Here is the explain plan query and output :
SELECT cardinality "Rows",
lpad(' ',level-1)||operation||' '||
options||' '||object_name "Plan"
FROM PLAN_TABLE
CONNECT BY prior id = parent_id
AND prior statement_id = statement_id
START WITH id = 0
AND statement_id = 'bad8'
ORDER BY id;
Result:
> Rows Plan
490191190 SELECT STATEMENT
> null CONCATENATION
> 490190502 HASH JOIN
> 511841 TABLE ACCESS FULL gtable
> 41332965 PARTITION LIST ALL
> 41332965 TABLE ACCESS FULL atable
> 688 HASH JOIN
> 376893 TABLE ACCESS FULL gtable
> 41332965 PARTITION LIST ALL
> 41332965 TABLE ACCESS FULL atable
Both atable,gtable have more than 10 million rows each.

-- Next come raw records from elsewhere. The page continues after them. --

PR #8725, opened 2019-05-30
[BEAM-6674] Add schema support to JdbcIO read

charithe:
Adds support for directly reading `Row` objects from a JDBC datasource by automatically converting the database schema to a Beam schema.

------------------------

--- | --- | --- | --- | ---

Most values in columns phone and address don't repeat.
What indices Oracle chosen depends on many factor including things you haven't mentioned in your question such as the number of rows in the table, frequency of values within a column and whether you have separate or combined indices when more than one column is indexed.
Having said that, I suppose that the main reason your indices aren't used are:
You don't join directly with GTABLE / GLOBAL. Instead you join with a view that has three additional WHERE clauses that aren't part of the index and thus make it less effective in this constellation.
The JOIN condition includes an OR, which makes it difficult to use indices.
Update:
If Oracle used your indices to do the join - which is already very difficult due to the OR condition - it would end up with a huge number of ROWIDs. For each ROWID, it then had to fetch the full row. Since a full table scan can easily be up to 50 times faster than a fetch by ROWID (I don't know what value Oracle uses), it will only use the indices if it reliably knows that the join will reduce the number of rows to fetch by a factor of 50.
In your case, there are the remaining WHERE conditions (g.active = 0, g.name is not null, SYSDATE - g.CTIME <= 2*365), which aren't represented in the indices. So they have to applied after the join and after the GTABLE rows have been fetched. This makes it even more difficult to reach a 50 times smaller result set than a full table scan.
So I'm pretty sure the Oracle cost estimate is correct, i.e. using the indices would result in a more expensive query and even longer execution time.
We can say "your query does not use your indexes because does not need them". A hash join is better. To use your indexes, oracle need to full scan them(4 indexes), make two joins, make a rowid or, and after that read from tables probably many blocks. If he belives that the result has many rows, the CBO coose the full scans, because is faster.
There are no conditions that reduce the number of rows taken from tables. There is no range scan. It must do full scans.